Instructions for the task> Word for word, restate the lines of the data from the first through the one containing "Also refactored the", and nothing else.

*** Block opens ***

PR #382, opened 2023-03-29
Uninstall shouldn't fail fast

### LINKED ISSUE #354: Uninstallation should not fail fast
Reported by @cole-h, uninstallation should not failfast, but instead collect errors and give a summary at the end.

> Installation should still fail fast, but uninstallation should try to clean up as much as it can, and then have some remediation instructions to go along with whatever failures occurred.

Hoverbear:
##### Description

Fixes #354.

We now continue with uninstall where possible, driving it to completion and reporting errors we found at the end, instead of failing fast.

Includes a pretty major overhaul of how we do errors in general. This ensures we **always** capture which action we emit from.

* Shifted `ActionError` to `ActionErrorKind`
* Created `ActionError`, which holds an `ActionErrorKind`, as well as an `ActionTag` noting which error emitted it.
* Gave trait `Action` a `Self::error(err_kind)` function which creates those `ActionError`s from an `ActionErrorKind`.

Also refactored the Nix `vm-tests` to include uninstall failure tests and be less... messy.

##### Checklist

- [ ] Built with `nix build`

```shell
```

### DIFF
--- a/src/action/common/configure_shell_profile.rs
+++ b/src/action/common/configure_shell_profile.rs
@@ -207,7 +207,7 @@ impl Action for ConfigureShellProfile {
         }
 
         let mut set = JoinSet::new();
-        let mut errors = Vec::default();
+        let mut errors = vec![];
 
         for (idx, create_or_insert_into_file) in
             self.create_or_insert_into_files.iter_mut().enumerate()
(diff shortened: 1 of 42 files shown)


src/action/common/configure_shell_profile.rs
```diff
@@ -280,27 +277,26 @@ impl Action for ConfigureShellProfile {
...
-                return Err(ActionError::Children(
-                    errors.into_iter().map(|v| Box::new(v)).collect(),
-                ));
+            if let Err(err) = create_directory.try_revert().await {
+                errors.push(err);
             }
         }
 
-        Ok(())
+        if errors.is_empty() {
```
Hoverbear, line 291: This pattern appears in a few places and downgrades a `MultipleErrors` to a single which allows Rust to do more error magic to it.

src/cli/subcommand/uninstall.rs
```diff
@@ -125,17 +125,21 @@ impl CommandExecute for Uninstall {
...
         let res = plan.uninstall(rx).await;
-        if let Err(err) = res {
-            if let Some(expected) = err.expected() {
-                println!("{}", expected.red());
-                return Ok(ExitCode::FAILURE);
-            }
-            return Err(err)?;
+        match res {
+            Err(err @ NixInstallerError::ActionRevert(_)) => {
+                tracing::info!("Uninstallation complete, some errors encountered");
```
cole-h, line 130: I kinda think this should be a warning, but that probably doesn't matter that much when we immediately return the errors that were encountered.

cole-h (approved):
LGTM.

Issue #394, opened 2023-04-01
Cannot find disk during fresh installation


shoekstra:
Hi,

I cannot get past this error.

I had Nix installed before and uninstalled it following [these steps](https://iohk.zendesk.com/hc/en-us/articles/4415830650265-Uninstall-nix-on-MacOS). I ensured the volume had been cleaned up and rebooted (so no volume or `/nix` folder present). I guess there is something lingering that makes the installer think the volume has been created.

I've gone through the [similar'ish issues](https://github.com/DeterminateSystems/nix-installer/issues?q=is%3Aissue+Could+not+find+disk%3A+Nix+Store) but didn't see any fixes.

## Error
```
Error: 
   0: Planner error
   1: Error executing action
   2: Child action `setup_volume_daemon`
   3: Failed to execute command with status 1 `"/usr/sbin/diskutil" "info" "-plist" "Nix Store"`, stdout: <?xml version="1.0" encoding="UTF-8"?>
      <!DOCTYPE plist PUBLIC "-//Apple//DTD PLIST 1.0//EN" "http://www.apple.com/DTDs/PropertyList-1.0.dtd">
      <plist version="1.0">
      <dict>
      	<key>Error</key>
      	<true/>
      	<key>ErrorMessage</key>
      	<string>Could not find disk: Nix Store</string>
      	<key>ExitCode</key>
      	<integer>1</integer>
      </dict>
      </plist>

      stderr: 

```

## Metadata
|key|value|
|--|--|
|**version**|0.7.0|
|**os**|macos|
|**arch**|x86_64|

Hoverbear:
I think this situation is something we should be able to cure, just need to figure out how.

shoekstra:
Sorry for the delayed response. Yup, that did the trick!

I ran into another issue, but after running `/nix/nix-installer uninstall` and installing again, it went through issue free. Thanks for the pointer!

Hoverbear:
Sorry just reopening this as I do have a fix to prevent this in the future now!

PR #405, opened 2023-04-05
Handle the APFS volume not existing but the Service and Fstab being present

Hoverbear:
##### Description

Fixes https://github.com/DeterminateSystems/nix-installer/issues/394.

##### Checklist

- [ ] Built with `nix build`

```shell
```

### DIFF
--- a/src/action/macos/create_fstab_entry.rs
+++ b/src/action/macos/create_fstab_entry.rs
@@ -272,9 +272,7 @@ impl Action for CreateFstabEntry {
                 .await
                 .map_err(|e| Self::error(ActionErrorKind::Flush(fstab_path.to_owned(), e)))?;
         } else {
-            return Err(Self::error(
-                CreateFstabEntryError::CannotDetermineFstabLine,
-            ));
+            return Err(Self::error(CreateFstabEntryError::CannotDetermineFstabLine));
         }
 
         Ok(())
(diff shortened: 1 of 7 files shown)


src/action/macos/create_fstab_entry.rs
```diff
@@ -289,6 +302,10 @@ pub enum CreateFstabEntryError {
     ExistingNixInstallerEntryDisappeared,
     #[error("The `/etc/fstab` entry (previously created by the official install scripts) detected during planning disappeared between planning and executing. Cannot update `/etc/fstab` as planned")]
     ExistingForeignEntryDisappeared,
+    #[error("Unable to determine how to add APFS volume `{0}` the `/etc/fstab` line, likely the volume is not yet created or there is some synchronization issue, please report this")]
+    CannotDetermineUuid(String),
+    #[error("Unable to reliably determine which `/etc/fstab` line to remove, the volume is likely already deleted, the line involving `/nix` in `/etc/fstab` should be removed manually")]
+    EntryNoLongerDeterminable,
```
cole-h, line 308: Nit:

```suggestion
    #[error("Unable to reliably determine which `/etc/fstab` line to remove. The line involving `/nix` in `/etc/fstab` should be removed manually")]
    CannotDetermineFstabLine,
```

cole-h (approved):

src/action/macos/create_fstab_entry.rs
Hoverbear: I do think explaining why we cannot determine the fstab line is useful. :thinking:

Hoverbear: It might change how they percieve the error. Just saying we can't determine it doesn't instill confidence in the user, explaining we cannot because the volume is already deleted assures them both that there isn't some spooky lost volume and helps them understand the error is actually kind of a good thing.

I will change the enum :)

*** Block closes ***

Solution to the problem>
PR #382, opened 2023-03-29
Uninstall shouldn't fail fast

### LINKED ISSUE #354: Uninstallation should not fail fast
Reported by @cole-h, uninstallation should not failfast, but instead collect errors and give a summary at the end.

> Installation should still fail fast, but uninstallation should try to clean up as much as it can, and then have some remediation instructions to go along with whatever failures occurred.

Hoverbear:
##### Description

Fixes #354.

We now continue with uninstall where possible, driving it to completion and reporting errors we found at the end, instead of failing fast.

Includes a pretty major overhaul of how we do errors in general. This ensures we **always** capture which action we emit from.

* Shifted `ActionError` to `ActionErrorKind`
* Created `ActionError`, which holds an `ActionErrorKind`, as well as an `ActionTag` noting which error emitted it.
* Gave trait `Action` a `Self::error(err_kind)` function which creates those `ActionError`s from an `ActionErrorKind`.

Also refactored the Nix `vm-tests` to include uninstall failure tests and be less... messy.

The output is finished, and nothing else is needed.